(Exercise directions) Every line below that contains "BGRAUnorm" is to be copied.
Segment Start: Data section
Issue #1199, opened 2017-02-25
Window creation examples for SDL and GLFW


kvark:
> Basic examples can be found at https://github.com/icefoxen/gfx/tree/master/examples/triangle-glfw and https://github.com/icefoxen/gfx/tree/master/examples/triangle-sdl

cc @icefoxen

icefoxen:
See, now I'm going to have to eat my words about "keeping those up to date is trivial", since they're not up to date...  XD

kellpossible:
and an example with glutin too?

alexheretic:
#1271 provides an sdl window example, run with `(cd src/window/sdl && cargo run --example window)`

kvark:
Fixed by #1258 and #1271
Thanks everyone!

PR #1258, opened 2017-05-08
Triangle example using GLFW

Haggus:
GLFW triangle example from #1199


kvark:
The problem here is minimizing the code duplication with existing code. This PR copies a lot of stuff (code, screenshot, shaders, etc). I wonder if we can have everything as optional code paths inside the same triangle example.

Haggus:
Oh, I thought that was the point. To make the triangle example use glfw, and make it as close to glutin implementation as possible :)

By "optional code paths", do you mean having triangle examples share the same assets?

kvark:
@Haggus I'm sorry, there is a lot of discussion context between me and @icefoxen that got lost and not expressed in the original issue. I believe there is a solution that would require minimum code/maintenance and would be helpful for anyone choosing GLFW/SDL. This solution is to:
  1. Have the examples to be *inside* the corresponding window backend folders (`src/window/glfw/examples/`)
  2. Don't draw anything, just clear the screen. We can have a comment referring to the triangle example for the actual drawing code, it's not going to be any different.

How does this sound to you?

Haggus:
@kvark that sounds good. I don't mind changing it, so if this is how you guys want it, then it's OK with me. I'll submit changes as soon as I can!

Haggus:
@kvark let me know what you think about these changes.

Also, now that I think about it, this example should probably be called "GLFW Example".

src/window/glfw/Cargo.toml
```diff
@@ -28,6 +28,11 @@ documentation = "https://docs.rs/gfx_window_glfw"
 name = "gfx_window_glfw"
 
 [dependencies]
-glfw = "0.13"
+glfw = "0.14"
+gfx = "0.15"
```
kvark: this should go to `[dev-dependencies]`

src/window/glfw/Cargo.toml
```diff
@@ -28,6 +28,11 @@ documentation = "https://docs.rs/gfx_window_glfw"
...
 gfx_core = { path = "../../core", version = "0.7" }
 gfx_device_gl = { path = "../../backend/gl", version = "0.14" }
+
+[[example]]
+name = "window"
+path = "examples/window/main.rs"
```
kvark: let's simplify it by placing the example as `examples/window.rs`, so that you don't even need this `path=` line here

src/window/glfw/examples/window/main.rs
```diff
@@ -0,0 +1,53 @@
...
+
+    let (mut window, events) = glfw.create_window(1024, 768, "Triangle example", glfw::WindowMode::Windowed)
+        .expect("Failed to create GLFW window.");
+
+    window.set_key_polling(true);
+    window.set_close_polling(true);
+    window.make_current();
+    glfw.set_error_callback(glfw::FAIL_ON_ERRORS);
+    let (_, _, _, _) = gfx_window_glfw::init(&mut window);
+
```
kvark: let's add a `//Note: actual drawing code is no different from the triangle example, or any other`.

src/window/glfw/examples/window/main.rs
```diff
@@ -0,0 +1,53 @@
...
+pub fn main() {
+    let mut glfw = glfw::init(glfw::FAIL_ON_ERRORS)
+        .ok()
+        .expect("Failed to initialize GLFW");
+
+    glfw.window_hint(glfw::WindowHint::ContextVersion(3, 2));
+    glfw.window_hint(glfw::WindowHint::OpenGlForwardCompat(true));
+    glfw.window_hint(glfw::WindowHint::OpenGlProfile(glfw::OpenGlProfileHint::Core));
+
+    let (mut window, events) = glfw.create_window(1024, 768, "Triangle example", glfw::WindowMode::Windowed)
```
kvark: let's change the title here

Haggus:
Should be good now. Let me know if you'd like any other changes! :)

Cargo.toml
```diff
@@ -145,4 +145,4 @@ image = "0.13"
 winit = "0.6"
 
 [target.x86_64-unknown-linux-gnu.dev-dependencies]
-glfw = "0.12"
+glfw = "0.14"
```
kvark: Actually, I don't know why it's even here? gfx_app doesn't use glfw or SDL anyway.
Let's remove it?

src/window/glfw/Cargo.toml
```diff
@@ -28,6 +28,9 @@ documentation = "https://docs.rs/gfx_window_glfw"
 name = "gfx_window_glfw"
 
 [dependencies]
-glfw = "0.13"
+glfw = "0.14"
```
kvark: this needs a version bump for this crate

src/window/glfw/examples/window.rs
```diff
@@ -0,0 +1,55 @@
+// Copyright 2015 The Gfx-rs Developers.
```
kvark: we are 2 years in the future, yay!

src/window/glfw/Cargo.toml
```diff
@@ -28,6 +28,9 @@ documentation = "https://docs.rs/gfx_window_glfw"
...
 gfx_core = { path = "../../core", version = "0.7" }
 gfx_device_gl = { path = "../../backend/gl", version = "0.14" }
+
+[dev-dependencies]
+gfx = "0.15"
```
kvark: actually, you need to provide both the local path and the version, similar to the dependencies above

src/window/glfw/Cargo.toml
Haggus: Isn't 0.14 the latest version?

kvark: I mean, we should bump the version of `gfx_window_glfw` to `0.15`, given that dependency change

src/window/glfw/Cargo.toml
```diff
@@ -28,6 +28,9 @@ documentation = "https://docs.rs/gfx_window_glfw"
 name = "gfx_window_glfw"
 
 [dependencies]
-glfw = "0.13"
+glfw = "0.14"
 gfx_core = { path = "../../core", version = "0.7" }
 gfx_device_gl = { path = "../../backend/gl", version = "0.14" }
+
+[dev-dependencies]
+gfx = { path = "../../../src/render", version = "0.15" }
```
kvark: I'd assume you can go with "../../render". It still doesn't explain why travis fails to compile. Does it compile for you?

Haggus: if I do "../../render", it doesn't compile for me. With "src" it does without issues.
Segment End: Data section
Segment Start: Data section
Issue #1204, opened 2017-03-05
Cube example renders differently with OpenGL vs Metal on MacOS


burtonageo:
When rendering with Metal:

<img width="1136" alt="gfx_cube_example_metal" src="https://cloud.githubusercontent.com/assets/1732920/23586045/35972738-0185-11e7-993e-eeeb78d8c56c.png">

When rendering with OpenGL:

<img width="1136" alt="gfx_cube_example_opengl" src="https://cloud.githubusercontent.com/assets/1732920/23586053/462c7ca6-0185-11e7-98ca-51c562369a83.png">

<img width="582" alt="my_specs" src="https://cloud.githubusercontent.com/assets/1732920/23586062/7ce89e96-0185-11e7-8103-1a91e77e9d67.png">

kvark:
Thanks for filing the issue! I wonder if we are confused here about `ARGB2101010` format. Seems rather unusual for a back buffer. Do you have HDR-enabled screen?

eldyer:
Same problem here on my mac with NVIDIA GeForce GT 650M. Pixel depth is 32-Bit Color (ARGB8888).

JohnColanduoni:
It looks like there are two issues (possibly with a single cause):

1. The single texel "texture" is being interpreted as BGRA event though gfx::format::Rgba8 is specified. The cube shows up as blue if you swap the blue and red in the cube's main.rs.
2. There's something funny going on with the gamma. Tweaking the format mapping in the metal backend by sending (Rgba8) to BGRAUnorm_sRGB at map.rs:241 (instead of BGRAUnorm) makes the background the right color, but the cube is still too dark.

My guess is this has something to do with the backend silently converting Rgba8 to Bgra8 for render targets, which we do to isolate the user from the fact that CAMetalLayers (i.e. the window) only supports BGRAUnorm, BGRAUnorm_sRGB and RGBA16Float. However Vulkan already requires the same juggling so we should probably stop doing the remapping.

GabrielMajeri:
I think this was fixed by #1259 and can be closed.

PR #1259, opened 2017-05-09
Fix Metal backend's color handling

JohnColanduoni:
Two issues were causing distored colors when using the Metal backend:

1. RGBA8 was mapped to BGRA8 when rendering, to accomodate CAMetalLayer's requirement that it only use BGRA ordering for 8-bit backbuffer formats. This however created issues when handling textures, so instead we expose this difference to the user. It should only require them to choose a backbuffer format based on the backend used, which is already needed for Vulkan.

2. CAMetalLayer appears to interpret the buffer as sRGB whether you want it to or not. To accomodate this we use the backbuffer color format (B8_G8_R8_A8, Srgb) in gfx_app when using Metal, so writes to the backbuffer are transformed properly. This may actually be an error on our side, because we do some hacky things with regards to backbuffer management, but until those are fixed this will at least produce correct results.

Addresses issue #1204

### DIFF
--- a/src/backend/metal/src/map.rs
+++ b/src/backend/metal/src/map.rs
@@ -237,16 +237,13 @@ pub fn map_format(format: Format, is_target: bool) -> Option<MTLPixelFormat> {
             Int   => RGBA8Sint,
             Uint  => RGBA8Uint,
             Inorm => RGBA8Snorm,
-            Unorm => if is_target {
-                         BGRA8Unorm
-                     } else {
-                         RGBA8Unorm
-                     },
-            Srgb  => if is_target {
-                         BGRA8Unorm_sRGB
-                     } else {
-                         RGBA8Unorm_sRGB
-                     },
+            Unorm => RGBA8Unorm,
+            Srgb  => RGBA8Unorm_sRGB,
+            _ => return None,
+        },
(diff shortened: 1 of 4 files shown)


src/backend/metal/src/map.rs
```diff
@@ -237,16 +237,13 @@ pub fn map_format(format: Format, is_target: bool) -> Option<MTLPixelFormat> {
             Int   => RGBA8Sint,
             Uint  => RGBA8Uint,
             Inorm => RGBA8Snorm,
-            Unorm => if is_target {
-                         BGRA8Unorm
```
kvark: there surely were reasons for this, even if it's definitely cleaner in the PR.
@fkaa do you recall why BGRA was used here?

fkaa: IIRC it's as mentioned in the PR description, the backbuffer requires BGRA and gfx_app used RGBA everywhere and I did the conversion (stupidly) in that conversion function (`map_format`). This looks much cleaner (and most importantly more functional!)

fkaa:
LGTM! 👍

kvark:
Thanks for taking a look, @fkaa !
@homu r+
Segment End: Data section
(Reply)
2. There's something funny going on with the gamma. Tweaking the format mapping in the metal backend by sending (Rgba8) to BGRAUnorm_sRGB at map.rs:241 (instead of BGRAUnorm) makes the background the right color, but the cube is still too dark.
My guess is this has something to do with the backend silently converting Rgba8 to Bgra8 for render targets, which we do to isolate the user from the fact that CAMetalLayers (i.e. the window) only supports BGRAUnorm, BGRAUnorm_sRGB and RGBA16Float. However Vulkan already requires the same juggling so we should probably stop doing the remapping.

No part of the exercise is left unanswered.